## STORED DATA

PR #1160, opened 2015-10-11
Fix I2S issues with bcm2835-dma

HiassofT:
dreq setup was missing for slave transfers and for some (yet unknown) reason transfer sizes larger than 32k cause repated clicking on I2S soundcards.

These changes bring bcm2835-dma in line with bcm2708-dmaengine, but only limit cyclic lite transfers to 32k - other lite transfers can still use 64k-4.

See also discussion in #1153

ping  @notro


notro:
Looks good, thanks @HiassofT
...
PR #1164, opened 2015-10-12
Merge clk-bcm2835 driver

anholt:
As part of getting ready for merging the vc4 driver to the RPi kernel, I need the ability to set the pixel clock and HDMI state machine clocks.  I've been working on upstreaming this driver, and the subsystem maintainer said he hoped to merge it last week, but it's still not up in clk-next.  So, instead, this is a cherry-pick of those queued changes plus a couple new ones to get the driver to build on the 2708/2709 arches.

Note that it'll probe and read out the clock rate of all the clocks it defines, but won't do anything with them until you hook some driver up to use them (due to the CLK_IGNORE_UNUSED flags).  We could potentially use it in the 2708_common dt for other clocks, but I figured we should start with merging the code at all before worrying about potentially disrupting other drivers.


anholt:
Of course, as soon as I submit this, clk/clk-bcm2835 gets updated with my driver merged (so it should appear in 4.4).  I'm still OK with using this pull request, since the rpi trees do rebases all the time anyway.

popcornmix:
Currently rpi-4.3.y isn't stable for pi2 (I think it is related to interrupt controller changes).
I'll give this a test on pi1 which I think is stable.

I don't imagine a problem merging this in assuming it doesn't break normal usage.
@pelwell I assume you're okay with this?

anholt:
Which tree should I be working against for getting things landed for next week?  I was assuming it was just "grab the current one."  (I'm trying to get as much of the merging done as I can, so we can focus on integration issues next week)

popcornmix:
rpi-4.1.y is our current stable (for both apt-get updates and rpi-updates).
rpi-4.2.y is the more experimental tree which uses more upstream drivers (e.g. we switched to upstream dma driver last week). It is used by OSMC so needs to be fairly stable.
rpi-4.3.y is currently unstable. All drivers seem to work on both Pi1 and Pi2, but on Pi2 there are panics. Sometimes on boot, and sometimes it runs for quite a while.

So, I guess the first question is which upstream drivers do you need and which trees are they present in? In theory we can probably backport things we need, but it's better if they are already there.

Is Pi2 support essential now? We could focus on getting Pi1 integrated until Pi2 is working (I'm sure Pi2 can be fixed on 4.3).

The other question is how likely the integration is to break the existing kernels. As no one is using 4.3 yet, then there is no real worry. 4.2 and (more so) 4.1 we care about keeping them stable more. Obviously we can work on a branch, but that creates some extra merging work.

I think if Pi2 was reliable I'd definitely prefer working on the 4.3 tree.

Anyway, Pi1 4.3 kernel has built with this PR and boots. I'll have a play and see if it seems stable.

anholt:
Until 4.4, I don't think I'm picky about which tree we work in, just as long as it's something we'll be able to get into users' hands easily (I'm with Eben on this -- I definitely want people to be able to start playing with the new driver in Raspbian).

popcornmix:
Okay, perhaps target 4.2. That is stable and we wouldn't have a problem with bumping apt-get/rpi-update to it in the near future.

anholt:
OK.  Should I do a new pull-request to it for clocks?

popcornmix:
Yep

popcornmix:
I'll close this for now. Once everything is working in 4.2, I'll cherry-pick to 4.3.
--
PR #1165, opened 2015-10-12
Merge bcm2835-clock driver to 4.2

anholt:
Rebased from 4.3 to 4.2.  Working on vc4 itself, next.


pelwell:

## WHAT IS REQUIRED
Above this task is a listing. Restate, word for word and with nothing added, the lines from the one with "rpi-4.2.y is the" through the one with "So, I guess".

## YOUR SOLUTION
rpi-4.2.y is the more experimental tree which uses more upstream drivers (e.g. we switched to upstream dma driver last week). It is used by OSMC so needs to be fairly stable.
rpi-4.3.y is currently unstable. All drivers seem to work on both Pi1 and Pi2, but on Pi2 there are panics. Sometimes on boot, and sometimes it runs for quite a while.

So, I guess the first question is which upstream drivers do you need and which trees are they present in? In theory we can probably backport things we need, but it's better if they are already there.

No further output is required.